Problem requirements
Each line of the data that mentions the string "agents" needs to be identified and copied.

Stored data
▼▼▼
PR #245, opened 2026-06-30
feat: integrate /api/auth/whoami/ for login verification and identity display

### LINKED ISSUE #231: [feat] Adopt the principal-agnostic identity endpoint (`/api/auth/whoami/`) for login verification and `whoami`
## Background

The CLI verifies a login and renders `alpacon whoami` by loading the current **user** from `GET /api/iam/users/-`. That endpoint is user-only, so a **service token** (an application principal) gets 401 there. As a result:

- Login verification relies on a workaround that sniffs the `alpst-` token prefix and treats the profile-load failure as non-fatal.
- `alpacon whoami` cannot show *which application* a service token belongs to.

Once the server exposes a principal-agnostic identity endpoint, the CLI should consume it so both flows work for any principal without prefix sniffing.

## Goal

Use `GET /api/auth/whoami/` to:
1. verify a login for any principal (user, personal API token, service token), and
2. render `alpacon whoami`, including application identity (name, service account, scopes) for service tokens.

## API contract (defined by the server issue)

```jsonc
{
  "principal_type": "user" | "application",
  "auth": { "method": "service_token" | "api_token" | "session", "scopes": ["server:read", "command:create"] },
  "user": { "id": "...", "username": "...", "email": "...", "role": "superuser|admin|general" },
  "application": { "id": "...", "name": "...", "service_type": "...", "username": "<service account or null>" }
}
```

## Proposed solution

- Add a client call for `GET /api/auth/whoami/` and a typed response that branches on `principal_type`.
- **Login verification:** call `whoami` after authenticating; success verifies the credential for any principal (removes the prefix-based workaround). For a service token, the success message can name the application.
- **`whoami` rendering:** populate user identity for a `user` principal and application identity (name, service account, `service_type`, scopes) for an `application` principal.
- **Status-code visibility (prerequisite):** the CLI must distinguish 404 (endpoint absent on an old server → fall back) from 401 (genuine auth failure → fail). The client error type currently discards the HTTP status code; surface it so callers can branch.
- **404 fallback:** against servers without the endpoint, fall back to the existing `/api/iam/users/-` path and the current prefix-based login handling.

## Backward compatibility & rollout

- The server endpoint must be deployed **before** the CLI relies on it. Because the CLI falls back on 404, the CLI can still ship independently and degrade gracefully against older servers.
- Keep the fallback path for at least one release cycle to cover server/CLI version skew on self-hosted workspaces.

## Acceptance criteria

- [ ] Against a new server, `alpacon login -t alpst-…` verifies via `whoami` and succeeds; `alpacon whoami` shows the application name and scopes.
- [ ] Against an old server (404), login and `whoami` fall back to the previous behavior without error.
- [ ] An invalid token still fails login (401 is not swallowed as a fallback).
- [ ] The client error type exposes the HTTP status code so 404 and 401 are handled distinctly.
- [ ] For a `user` principal, `whoami` output is unchanged.

## Test plan

- Table-driven + httptest: parse `whoami` for both principal types; login on 200 / 404 / 401; `whoami` rendering for an application principal and the 404 fallback.
- Regression for the new status-code accessor on the client error type.
- Manual: CLI end-to-end against a new server (service token → application identity shown) and an old server (graceful fallback).

## Out of scope (separate decisions)

- Making user-administration commands (`user`/`group`, `approval list`, `webhook create`) principal-aware so a suitably scoped service token can use them — a policy decision about whether service tokens should perform user administration at all.

jisung-02:
## Background

The server now exposes a `GET /api/auth/whoami/` endpoint that distinguishes a credential's principal between user and application (service token) and lets us query that identity directly. The existing CLI inferred login verification from the token prefix, and the `whoami` command could only show a user profile. This PR wires the whoami endpoint into login verification and identity display.

## Changes

Propagate the HTTP status code through the API error chain. `withStatus` tags each error read from a response with its HTTP status: it sets `statusCode` on an `*apiError` in place, and wraps any other error (empty-body read failure, unexpected non-JSON Content-Type) in a `statusError` that also implements `HTTPStatusCode`. Both are exposed via `utils.HTTPStatusCode`, so callers can tell a 404 (endpoint absent) from a 401 (credential error) on every path.

Add `GetWhoami` and its response types (`WhoamiResponse`, etc.) to `api/auth`. Only the application branch is modeled in detail; user principals are still resolved through `iam.GetCurrentUser`.

Replace login verification with a whoami-based path. `classifyWhoamiVerification` is fail-closed: nil means verified, a literal 404 is treated as an old server without whoami and falls back to legacy prefix verification (`verifyLoginLegacy`), and 401 plus every other error (parse failure, network) aborts login.

The `whoami` command now shows application identity (application name, service type, service account, scopes) for a service token. The whoami round-trip is gated by `config.IsServiceToken`, so user credentials skip the call and flow through the existing user path unchanged. The table output pads labels to the widest printed label so columns stay aligned on both the user and application paths.

## Safety

Login verification is fail-closed. It falls back to legacy verification only when the whoami call returns 404; every other error, including 401, aborts login rather than being absorbed by the fallback. An invalid credential therefore cannot slip through the fallback path.

## Testing

`go build ./...` passes. `go test` passes for the `api/auth`, `cmd`, `client`, and `utils` packages. The added tests cover whoami response parsing (application/user principal), status-code propagation (404/401/non-API error), the fail-closed branches of `classifyWhoamiVerification`, and the whoami command's application field mapping plus field omission for a user principal.

Verified live against the dev server (`https://alpacax.dev.alpacon.io`) with both a browser login (user principal) and a service token (application principal). The service-token login logged `Authenticated as application 'alpacon'`, confirming the whoami-based verification path. Phone number below is masked; the raw output showed the real value.

User principal (`alpacon whoami`):

```
User:        chaejisung
Email:       js.chae@alpacax.com
Phone:       +82 10-XXXX-XXXX
Workspace:   alpacax (https://alpacax.dev.alpacon.io)
Auth:        Browser login
Auth class:  browser_login
UID:         2006
Shell:       /bin/bash
Home:        /home/chaejisung
Role:        superuser
Groups:      Alpacon users (member)
WS required: yes—run 'alpacon work-session list' to see available sessions
```

User principal (`alpacon whoami --output json`):

```json
{
  "username": "chaejisung",
  "email": "js.chae@alpacax.com",
  "phone": "+82 10-XXXX-XXXX",
  "workspace_name": "alpacax",
  "workspace_url": "https://alpacax.dev.alpacon.io",
  "auth_method": "Browser login",
  "auth_classification": "browser_login",
  "uid": 2006,
  "shell": "/bin/bash",
  "home_directory": "/home/chaejisung",
  "role": "superuser",
  "groups": [
    { "name": "Alpacon users", "role": "member" }
  ],
  "work_session_required": true,
  "worksession_required_for_access": true,
  "active_work_session": null,
  "active_worksession": null
}
```

Application principal (`alpacon whoami`):

```
Application:  alpacon
Service type: integration
Scopes:       server:read, uploaded_file:create, uploaded_file:upload, uploaded_file:status, uploaded_file:bulk, uploaded_file:bulk_upload, uploaded_file:read
Workspace:    alpacax (https://alpacax.dev.alpacon.io)
Auth:         Service token
Auth class:   service_token
WS required:  no
```

Application principal (`alpacon whoami --output json`):

```json
{
  "workspace_name": "alpacax",
  "workspace_url": "https://alpacax.dev.alpacon.io",
  "auth_method": "Service token",
  "auth_classification": "service_token",
  "principal_type": "application",
  "application_name": "alpacon",
  "service_type": "integration",
  "scopes": [
    "server:read",
    "uploaded_file:create",
    "uploaded_file:upload",
    "uploaded_file:status",
    "uploaded_file:bulk",
    "uploaded_file:bulk_upload",
    "uploaded_file:read"
  ],
  "work_session_required": false,
  "worksession_required_for_access": false,
  "active_work_session": null,
  "active_worksession": null
}
```

## Checklist

- [x] Build passes
- [x] Tests pass
- [x] gofmt / go vet clean

Closes #231

### DIFF
--- a/api/auth/auth.go
+++ b/api/auth/auth.go
@@ -23,7 +23,22 @@ const (
 	tokenURL       = "/api/auth/tokens/"
 	tokenScopesURL = "/api/auth/tokens/scopes/"
 	statusURL      = "/api/status/"
+	whoamiURL      = "/api/auth/whoami/"
 )
+
+// GetWhoami fetches the caller's identity; a 404 means the endpoint is absent (old server).
+func GetWhoami(ac *client.AlpaconClient) (*WhoamiResponse, error) {
+	body, err := ac.SendGetRequest(whoamiURL)
+	if err != nil {
+		return nil, err
+	}
+
+	var resp WhoamiResponse
+	if err = json.Unmarshal(body, &resp); err != nil {
+		return nil, err
+	}
+	return &resp, nil
+}
 
 func LoginAndSaveCredentials(loginReq *LoginRequest, token string, insecure bool) error {
 	httpClient := &http.Client{
--- a/api/auth/auth.go
+++ b/api/auth/auth.go
@@ -37,6 +37,10 @@ func GetWhoami(ac *client.AlpaconClient) (*WhoamiResponse, error) {
 	if err = json.Unmarshal(body, &resp); err != nil {
 		return nil, err
 	}
+	// Fail closed: a 200 without a principal_type is a malformed identity response.
+	if resp.PrincipalType == "" {
+		return nil, errors.New("whoami response missing principal_type")
+	}
 	return &resp, nil
 }
 
--- a/api/auth/types.go
+++ b/api/auth/types.go
@@ -2,6 +2,9 @@ package auth
 
 import "time"
 
+// PrincipalTypeApplication is the whoami principal_type for service/application tokens.
+const PrincipalTypeApplication = "application"
+
 type LoginRequest struct {
 	WorkspaceURL  string `json:"workspace_url"`
 	Username      string `json:"username"`
@@ -59,4 +62,22 @@ type TokenScopeAttributes struct {
 	Name    string `json:"name" table:"Resource"`
 	Actions string `json:"actions" table:"Actions"`
 	ACL     string `json:"acl" table:"ACL"`
+}
+
+// WhoamiResponse is the GET /api/auth/whoami/ identity. Only the application
+// branch is consumed; user principals fall through to iam.GetCurrentUser.
+type WhoamiResponse struct {
+	PrincipalType string             `json:"principal_type"`
+	Auth          WhoamiAuth         `json:"auth"`
+	Application   *WhoamiApplication `json:"application,omitempty"`
+}
+
+type WhoamiAuth struct {
+	Scopes []string `json:"scopes"`
+}
+
+type WhoamiApplication struct {
+	Name        string `json:"name"`
+	ServiceType string `json:"service_type"`
+	Username    string `json:"username"` // service account name
 }
--- a/client/client.go
+++ b/client/client.go
@@ -30,6 +30,17 @@ type apiError struct {
 	statusCode int
 }
 
+// statusError carries an HTTP status on errors that aren't *apiError (e.g. an
+// HTML 404 page), so utils.HTTPStatusCode can still read it.
+type statusError struct {
+	err        error
+	statusCode int
+}
+
+func (e *statusError) Error() string      { return e.err.Error() }
+func (e *statusError) Unwrap() error       { return e.err }
+func (e *statusError) HTTPStatusCode() int { return e.statusCode }
+
 func NewAlpaconAPIClient() (*AlpaconClient, error) {
 	validConfig, err := config.LoadConfig()
 	if err != nil {
@@ -212,7 +223,7 @@ func readJSONResponse(resp *http.Response) ([]byte, error) {
 
 	// Empty content type is allowed for responses without content (e.g. PATCH).
 	if ct := resp.Header.Get("Content-Type"); ct != "" && !strings.Contains(ct, "application/json") {
-		return nil, fmt.Errorf("unexpected response from server (HTTP %d, Content-Type: %s)", resp.StatusCode, ct)
+		return nil, withStatus(fmt.Errorf("unexpected response from server (HTTP %d, Content-Type: %s)", resp.StatusCode, ct), resp.StatusCode)
 	}
 	return body, nil
 }
@@ -415,13 +426,18 @@ func newAPIError(message, code, source string) error {
 	return &apiError{message: message, code: code, source: source}
 }
 
-// withStatus tags an *apiError with its HTTP status so callers can tell 404 from 401.
+// withStatus tags err with its HTTP status so callers can tell 404 from 401,
+// wrapping non-*apiError errors so the status survives the error chain.
 func withStatus(err error, statusCode int) error {
+	if err == nil {
+		return nil
+	}
 	var ae *apiError
 	if errors.As(err, &ae) {
 		ae.statusCode = statusCode
+		return err
 	}
-	return err
+	return &statusError{err: err, statusCode: statusCode}
 }
 
 // parseAPIError extracts a human-readable error message from a JSON API error response.
--- a/client/client.go
+++ b/client/client.go
@@ -37,7 +37,7 @@ type statusError struct {
 	statusCode int
 }
 
-func (e *statusError) Error() string      { return e.err.Error() }
+func (e *statusError) Error() string       { return e.err.Error() }
 func (e *statusError) Unwrap() error       { return e.err }
 func (e *statusError) HTTPStatusCode() int { return e.statusCode }
 
--- a/client/client.go
+++ b/client/client.go
@@ -24,9 +24,10 @@ const (
 )
 
 type apiError struct {
-	message string
-	code    string
-	source  string
+	message    string
+	code       string
+	source     string
+	statusCode int
 }
 
 func NewAlpaconAPIClient() (*AlpaconClient, error) {
@@ -203,7 +204,7 @@ func (ac *AlpaconClient) createRequest(method, url string, body io.Reader) (*htt
 func readJSONResponse(resp *http.Response) ([]byte, error) {
 	body, readErr := io.ReadAll(resp.Body)
 	if err := checkAuthStatus(resp.StatusCode, body); err != nil {
-		return nil, err
+		return nil, withStatus(err, resp.StatusCode)
 	}
 	if readErr != nil {
 		return nil, readErr
@@ -229,7 +230,7 @@ func (ac *AlpaconClient) sendRequest(req *http.Request) ([]byte, error) {
 	}
 
 	if resp.StatusCode < http.StatusOK || resp.StatusCode >= http.StatusMultipleChoices {
-		return nil, parseAPIError(respBody)
+		return nil, withStatus(parseAPIError(respBody), resp.StatusCode)
 	}
 
 	return respBody, nil
@@ -310,7 +311,7 @@ func (ac *AlpaconClient) SendMultipartStreamRequest(url, contentType string, bod
 	}
 
 	if resp.StatusCode < http.StatusOK || resp.StatusCode >= http.StatusMultipleChoices {
-		return nil, parseAPIError(respBody)
+		return nil, withStatus(parseAPIError(respBody), resp.StatusCode)
 	}
 
 	return respBody, nil
@@ -406,18 +407,28 @@ func (e *apiError) ErrorSource() string {
 	return e.source
 }
 
+func (e *apiError) HTTPStatusCode() int {
+	return e.statusCode
+}
+
 func newAPIError(message, code, source string) error {
 	return &apiError{message: message, code: code, source: source}
+}
+
+// withStatus tags an *apiError with its HTTP status so callers can tell 404 from 401.
+func withStatus(err error, statusCode int) error {
+	var ae *apiError
+	if errors.As(err, &ae) {
+		ae.statusCode = statusCode
+	}
+	return err
 }
 
 // parseAPIError extracts a human-readable error message from a JSON API error response.
 // Handles common formats: {"detail": "..."}, {"field": ["error", ...]}, {"non_field_errors": ["..."]}
 func parseAPIError(body []byte) error {
-	message, code, source, ok := parseAPIErrorPayload(body)
-	if ok {
-		return newAPIError(message, code, source)
-	}
-	return errors.New(message)
+	message, code, source, _ := parseAPIErrorPayload(body)
+	return newAPIError(message, code, source)
 }
 
 func parseAPIErrorPayload(body []byte) (message string, code string, source string, ok bool) {
--- a/cmd/login.go
+++ b/cmd/login.go
@@ -17,7 +17,14 @@ import (
 	"github.com/spf13/cobra"
 )
 
-const defaultBaseDomain = "alpacon.io"
+const (
+	defaultBaseDomain = "alpacon.io"
+
+	// whoami verification outcomes (see classifyWhoamiVerification).
+	whoamiVerified = "verified"
+	whoamiFallback = "fallback"
+	whoamiFail     = "fail"
+)
 
 // knownCloudRegions are the Alpacon Cloud regions shown when --region is omitted.
 // Source: 10-alpacon-web constants.ts, 06-account settings.py. Update on release.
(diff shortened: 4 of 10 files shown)


api/auth/types.go
```diff
@@ -60,3 +63,21 @@ type TokenScopeAttributes struct {
...
+
+type WhoamiAuth struct {
+	Scopes []string `json:"scopes"`
+}
+
+type WhoamiApplication struct {
+	Name        string `json:"name"`
+	ServiceType string `json:"service_type"`
+	Username    string `json:"username"` // service account name
+}
```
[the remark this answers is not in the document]
jisung-02: Not applicable in Go. `json.Unmarshal` of a JSON `null` into a non-pointer `string` is a documented no-op: it leaves the field at its zero value (`""`) and returns no error—it does not fail. Verified:

```go
var a struct{ Username string `json:"username"` }
err := json.Unmarshal([]byte(`{"username":null}`), &a)
// err == nil, a.Username == ""
```

So `GetWhoami` does not break and login verification is not affected by a null `username`. No change needed; keeping `Username string`.

cmd/whoami.go
```diff
@@ -162,6 +180,18 @@ func getExpiresAt(cfg config.Config) string {
...
 
+// applyApplicationPrincipal fills out's application fields from an application-principal whoami response.
+func applyApplicationPrincipal(out whoamiOutput, who *auth.WhoamiResponse) whoamiOutput {
+	out.PrincipalType = auth.PrincipalTypeApplication
+	if who.Application != nil {
+		out.ApplicationName = who.Application.Name
+		out.ServiceType = who.Application.ServiceType
+		out.ServiceAccount = who.Application.Username
+	}
+	out.Scopes = who.Auth.Scopes
```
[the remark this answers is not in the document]
jisung-02: Follows from the `types.go:83` thread. `WhoamiApplication.Username` is a value type (`string`), not a pointer, so `who.Application.Username` can never be nil and the assignment cannot panic. When the API sends `username: null`, the field is `""` and `printWhoami` omits the empty `Service account` row. No nil-handling needed.

client/client.go
```diff
@@ -406,18 +407,28 @@ func (e *apiError) ErrorSource() string {
...
 }
 
+// withStatus tags an *apiError with its HTTP status so callers can tell 404 from 401.
+func withStatus(err error, statusCode int) error {
+	var ae *apiError
+	if errors.As(err, &ae) {
+		ae.statusCode = statusCode
+	}
+	return err
+}
```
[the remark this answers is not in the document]
jisung-02: Good catch—confirmed and fixed in 41726f2.

`checkAuthStatus` ignores 404 (only 401/403), so an HTML 404 fell through to the non-JSON Content-Type guard in `readJSONResponse`, which returned a plain `fmt.Errorf` that `sendRequest` passed through untagged. `classifyWhoamiVerification` then saw status 0 instead of 404 and aborted login instead of falling back to legacy verification.

Fix: `withStatus` now wraps non-`*apiError` errors in a status-carrying `statusError` (implements `HTTPStatusCode` + `Unwrap`), and the content-type guard tags the error with `resp.StatusCode`. Added `TestSendRequest_404HTMLBodyExposesStatusCode` covering the HTML 404 path. A body-read failure is left untagged on purpose—aborting (fail-closed) on a flaky connection is the desired behavior, not a legacy fallback.

cmd/whoami.go
```diff
@@ -299,6 +329,10 @@ func printWhoami(output whoamiOutput) {
 		value string
 	}{
 		{"User", output.Username},
+		{"Application", output.ApplicationName},
+		{"Service type", output.ServiceType},
+		{"Service account", output.ServiceAccount},
+		{"Scopes", strings.Join(output.Scopes, ", ")},
```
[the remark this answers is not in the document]
jisung-02: Fixed in 140e1ac. printWhoami now computes the label width from the widest label actually printed and uses %-*s, so columns stay aligned on both the user and application paths. Verified live against the dev server with a service token — "Service type: integration" and "Scopes:" now render with correct spacing.

cmd/whoami.go
```diff
@@ -103,6 +50,17 @@ commands, especially for AI agents and operators managing multiple workspaces.`,
...
+		// Only a service token can be an application principal, so skip the whoami
+		// round-trip for user credentials, which fall through to the user path below.
+		if config.IsServiceToken(cfg.Token) {
+			if who, whoErr := auth.GetWhoami(ac); whoErr == nil && who.PrincipalType == auth.PrincipalTypeApplication {
+				output = applyApplicationPrincipal(output, who)
+				warnIfExpiringSoon(cfg)
+				printWhoami(output)
+				return
+			}
+		}
```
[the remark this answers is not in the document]
jisung-02: Good catch—fixed in 8c4babc.

A service token has no user profile, so falling through to `iam.GetCurrentUser()` on a whoami failure was guaranteed to fail and swallowed the real error behind a misleading "Could not fetch user info" warning (the old-server 404 is exactly that case). The service-token branch now resolves identity via whoami and returns unconditionally: it applies the application principal on success, and otherwise warns with the actual whoami error (or an unexpected-principal message) and prints config-based output—never touching the user-only IAM endpoint.

api/auth/auth.go
```diff
@@ -23,8 +23,23 @@ const (
...
+	body, err := ac.SendGetRequest(whoamiURL)
+	if err != nil {
+		return nil, err
+	}
+
+	var resp WhoamiResponse
+	if err = json.Unmarshal(body, &resp); err != nil {
+		return nil, err
+	}
+	return &resp, nil
```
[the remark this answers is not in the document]
jisung-02: Good catch. GetWhoami now rejects a 200 with an empty principal_type (returns an error), so classifyWhoamiVerification maps it to whoamiFail and login aborts instead of treating a malformed payload as verified. Added a regression test (TestGetWhoamiEmptyPrincipalTypeFailsClosed). Fixed in 386bf72.

cmd/login.go
```diff
@@ -481,6 +490,33 @@ func formatHostURL(host string) string {
 	return fmt.Sprintf("%s://%s", scheme, strings.TrimSuffix(host, "/"))
 }
 
+// classifyWhoamiVerification maps a whoami error to verified / fallback (404) /
+// fail (401 or any other error—never swallowed as a fallback).
+func classifyWhoamiVerification(whoErr error) string {
```
geunwoonoh, line 495: Warning: fail-closed side effect. Previously a personal-token profile-preload failure was non-fatal (warn and continue). Now any non-404 whoami error — e.g. a 403 if the server ever WorkSession-gates whoami — hits `whoamiFail` and aborts login. This is the intended, safer behavior, but it couples login success to the assumption that whoami is never policy-gated for a valid credential. Low risk — worth pinning down as a server contract (whoami answers 200/404, never a gated 4xx, once authenticated).

cmd/login.go
```diff
@@ -17,7 +17,14 @@ import (
 	"github.com/spf13/cobra"
 )
 
-const defaultBaseDomain = "alpacon.io"
+const (
+	defaultBaseDomain = "alpacon.io"
+
+	// whoami verification outcomes (see classifyWhoamiVerification).
+	whoamiVerified = "verified"
```
geunwoonoh, line 24: Suggestion: `whoamiVerified/Fallback/Fail` are raw `string` constants and `classifyWhoamiVerification` returns `string`. A dedicated type would be more idiomatic and prevent typo / mismatch comparisons at compile time:

```go
type whoamiVerdict int
const (
    whoamiVerified whoamiVerdict = iota
    whoamiFallback
    whoamiFail
)
```
Works fine as-is; optional.

cmd/whoami.go
```diff
@@ -313,10 +354,22 @@ func printWhoami(output whoamiOutput) {
 		{"WS required", formatWSRequired(output.WorksessionRequiredForAccess, output.ActiveWorksessionCanonical)},
 	}
 
+	// Pad to the widest printed label so columns align regardless of which rows appear.
+	pad := 0
+	for _, l := range lines {
+		if l.value == "" || l.value == "0" {
```
geunwoonoh, line 360: Suggestion (DRY): the `l.value == "" || l.value == "0"` skip condition is duplicated here (padding loop) and in the print loop below. Extracting a small closure keeps it in one place:

```go
visible := func(v string) bool { return v != "" && v != "0" }
```
Negligible perf either way (~17 rows).

cmd/whoami.go
```diff
@@ -103,6 +50,24 @@ commands, especially for AI agents and operators managing multiple workspaces.`,
 			return
 		}
 
+		// Only a service token can be an application principal. Service tokens have no
+		// user profile, so resolve identity via whoami and return without falling
+		// through to the user-only IAM endpoint, which would always fail for them.
+		if config.IsServiceToken(cfg.Token) {
```
geunwoonoh, line 56: Suggestion (test seam): the service-token branches here — `whoErr != nil` (warn) and the unexpected-principal-type default (warn) — aren't unit-tested; only `applyApplicationPrincipal` is. If the `Run` closure is hard to test directly, extracting the whoami → whoamiOutput decision into a small pure function would create a seam. Optional.

geunwoonoh (approved):
## PR Review: #245 — integrate /api/auth/whoami/ for login verification and identity display

**Reviewer verdict:** ✅ APPROVE — mergeable. All Warnings/Suggestions below are optional.

### Local verification
- `go build ./...` ✅
- `go vet ./...` ✅ (clean)
- `gofmt -l` on changed files ✅ (clean)
- `go test ./api/auth/... ./client/... ./cmd/... ./utils/...` ✅ (all pass)

### Summary
Wires the new `GET /api/auth/whoami/` endpoint into the CLI: (1) replaces prefix-inference login verification with a principal-agnostic whoami path, (2) shows application identity (name / service type / service account / scopes) for service tokens in `whoami`, and (3) propagates the HTTP status code through the error chain so callers can tell 404 (old server) from 401 (bad credential). The **fail-closed** design (only 404 falls back to legacy; every other error aborts login) is the core of the change.

Copilot's 6 findings were all resolved or rebutted with justification (null-username no-op, `statusError` wrapping, service-token fallthrough removal, `{}` fail-closed, dynamic padding, em-dash). My independent review confirms the points below.

### Critical issues (0)
None. No critical bug or security issue found.
- **Nil safety:** `GetWhoami` only returns `(nil, err)` or `(&resp, nil)`, and `who` is dereferenced only in the `whoErr == nil` branch → safe.
- **Security:** no hardcoded secrets; token / refresh token never exposed in `whoamiOutput` or logs; fail-closed verification prevents an invalid credential from slipping through the fallback.
- **Declaration order:** moving the types below `var whoamiCmd` actually **improves** conformance to the `var → type → func` convention.

### Warnings (1)
1. **cmd/login.go — fail-closed side effect.** A personal-token profile-preload failure used to be non-fatal; now any non-404 whoami error aborts login. Intended and safer, but it couples login to the assumption that whoami is never policy-gated (e.g. never returns 403 for a valid credential). Low risk — worth pinning down as a server contract.

### Suggestions (3)
1. **cmd/login.go — stringly-typed state.** `whoamiVerified/Fallback/Fail` are raw strings; a dedicated `type whoamiVerdict int` with iota constants would be more idiomatic and catch typo-comparison bugs at compile time. Optional.
2. **cmd/whoami.go — DRY.** The `l.value == "" || l.value == "0"` skip condition is duplicated across the padding loop and the print loop; a small `visible(v string) bool` closure would keep it in one place. No perf impact.
3. **cmd/whoami.go — test seam.** The command's service-token branches (`whoErr != nil` warning / unexpected-principal warning) aren't unit-tested; only `applyApplicationPrincipal` is. Optional.

*Out of scope (pre-existing):* `getRole` (cmd/whoami.go) and `getUserPrivileges` (client/client.go) are near-duplicate `(isStaff, isSuperuser) → role` mappings differing only in the default (`"user"` vs `"general"`).

### Performance
- Login: whoami-verified path = 1 network call (same as the previous `LoadCurrentUser`). Fallback (old server) is 2 calls but is the exception path.
- `whoami` for a service token: 1 whoami call that succeeds, vs. the previous `GetCurrentUser` call that 401'd — same cost, better UX.
- No regression, no unused / dead code (all new symbols are referenced).

### Highlights
- fail-closed design and its rationale are clearly documented in comments.
- `statusError` + `withStatus` cleanly propagate status even for non-`*apiError` (HTML 404), guarded by a regression test.
- Dynamic label-width (`%-*s`) fixes column alignment on both the user and application paths.
- Good test coverage; Copilot findings rebutted with accurate reasoning (notably the Go `json.Unmarshal(null → string)` no-op).

**Verdict:** ✅ APPROVE

**Checklist**
- [x] Follows stack conventions (declaration order, errcheck, gofmt, English comments, sentence case)
- [x] Documentation / PR description complete

cmd/login.go
jisung-02: Confirmed the server contract on alpacon-server origin/main (#2364). The whoami view uses only IsAuthenticatedOr401 — no scope or WorkSession gate. An authenticated credential returns 200; 400 only in the pathological case where the principal is neither user nor application; 401 means unauthenticated; 404 only on an old server without the endpoint. No path returns a gated 4xx like 403 for a valid credential. This is pinned by server tests (test_no_scope_required, test_unauthenticated_returns_401, test_unsupported_principal_returns_400), so a regression would fail server CI. Keeping the fail-closed behavior as-is.

cmd/whoami.go
jisung-02: Only two occurrences today, so by the rule of three I'll leave it inline for now and extract a visible() helper if a third use shows up. Thanks for flagging.

cmd/login.go
jisung-02: Good call, and agreed it'd be more idiomatic. Since the constants are only used locally by classifyWhoamiVerification and its single switch, there's no place where a stringly-typed comparison could drift, so the compile-time safety wouldn't buy much here yet. I'll keep it as-is for now (YAGNI) and reach for the whoamiVerdict type the moment these outcomes grow or get used elsewhere. Thanks!

cmd/whoami.go
jisung-02: Good instinct on the missing coverage. I looked at extracting the whoami->output decision into a pure function, but the two warning branches have no logic to test beyond the switch itself — the one branch with actual behavior (applyApplicationPrincipal) is already covered. Pulling out a single-caller function whose only purpose is to make the switch testable would add indirection and pin the human-facing warning copy in a unit test, so it reads as a net loss here. Keeping the inline switch and treating these two lines as covered by review rather than a unit test. Thanks for flagging.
▲▲▲
Result of the exercise
@@ -103,6 +50,17 @@ commands, especially for AI agents and operators managing multiple workspaces.`,
@@ -103,6 +50,24 @@ commands, especially for AI agents and operators managing multiple workspaces.`,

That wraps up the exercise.